In the months since the Sandy Hook mass shooting that left 26 students and staffers at the Connecticut elementary school dead in December 2012, Hawaii has stepped up its security and safety training at public schools to prevent similar tragedies here, school officials told lawmakers Monday.
The state Department of Education has increased training for school-based security officers, strengthened annual lockdown drills and forged partnerships with local and mainland police to help ensure safety at the state’s more than 250 public schools.
Hawaii is among 11 states that have not had an active-shooter-type event on a school campus.
"Post-Sandy Hook we had to step back … and look at our own processes — are they enough, are they relevant, are they addressing the current issues by which the data proves are driving these types of events," DOE Assistant Superintendent Raymond L’Heureux told the Senate Education Committee at a briefing at the state Capitol.
"We looked at our lockdown drills and made them more robust, we made them more realistic, we brought in local law enforcement and emergency preparedness (workers) to work with us. At the high school level, we’ve now done three active-shooter events with role-playing with (the Honolulu Police Department)," he added.
Committee Chairwoman Sen. Jill Tokuda said she called for the briefing in light of two lockdowns triggered at high schools last month.

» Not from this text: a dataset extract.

PR #8006, opened 2025-03-13
Clean-Up of MU Ability Code

Cluedrew:
There was a bunch of redundancy in the `mu+`, `virus-mu+` and `caissa-mu+` functions. I added the calling convention other mu functions call `mu+` to its documentation and trimmed down the other functions so they only handle the cases where they are different from the `mu+`.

Roosevelt High School went into lockdown Jan. 28 after police shot a mentally ill teen in the wrist during a scuffle. Two days later Hilo High was locked down after a small bomb exploded outside an auditorium.
L’Heureux, who oversees school facilities and support services, said the DOE updated its safety and security program to focus on proactive approaches.

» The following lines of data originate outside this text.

PR #8011, opened 2025-03-14
hosting cards out of play calls leave-play fns

### LINKED ISSUE #8009: Bugged interaction between Malia and Cupellation
One of the members of my community server found a bugged jinteki.net interaction:
Image

This situation is a bit of a rules hole even in the comprehensive rules, so I've emailed rules@nullsignal.games about it. But the rules as intended is that when Malia is uninstalled and hosted on Cupellation, that cancels its ability and the printed text of the resource returns.

We discuss this interaction on GLC at length here: https://discord.com/channels/425105101451952128/425105101451952130/1350088182066184265

NBKelly:
I made it so we call `leave-play` fns when a card gets hosted out of play.

Closes #8009

### DIFF
--- a/src/clj/game/core/hosting.clj
+++ b/src/clj/game/core/hosting.clj
@@ -26,11 +26,11 @@
 (defn handle-card-is-uninstalled
   "If a card is hosted (uninstalled) from being installed and active, then call it's `leave-play` fn"
   [state side card {:keys [installed] :as target}]
-  (when-let [leave-play-fn (and (active? (get-card state target))
-                                (not installed)
-                                (installed? (get-card state target))
-                                (:leave-play (card-def target)))]
-    (leave-play-fn state (keyword (clojure.string/lower-case (:side target))) (make-eid state) target nil)))
+  (when-let [leave-play (:leave-play (card-def target))]
+    (when (and (not installed)
+               (installed? (get-card state target))
+               (active? (get-card state target)))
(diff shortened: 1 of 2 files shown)


src/clj/game/core/hosting.clj
```diff
@@ -23,11 +23,21 @@
   [card target]
   (when (and card target) (or (same-card? card target) (has-ancestor? (:host card) target))))
 
+(defn handle-card-is-uninstalled
+  "If a card is hosted (uninstalled) from being installed and active, then call it's `leave-play` fn"
+  [state side card {:keys [installed] :as target}]
+  (when-let [leave-play-fn (and (active? (get-card state target))
+                                (not installed)
+                                (installed? (get-card state target))
+                                (:leave-play (card-def target)))]
```
NoahTheDuke, line 32: move this to the front of the `and` cuz it's both worth checking otherwise without such an fn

"Everybody wants to jump to, ‘OK let’s put a cop in every classroom, let’s put metal detectors into every entryway,’ rather than addressing the issue of communication and training and relationship-building with our students," he said.
Detective Rudy Perez of the Los Angeles Unified School District Police Department, the second-largest public school district in the country, praised Hawaii’s efforts.
Perez is co-founder of Friends of Safe Schools USA, a nonprofit dedicated to improving safety in and around schools by engaging communities and increasing awareness.
"The innovation that you guys are starting in Hawaii is really, really miles and miles ahead of many, many school districts," he said via videoconference.
L’Heureux contacted Perez’s department about a year ago and ended up forging a formal partnership that allows the districts to collaborate on security training and share other resources.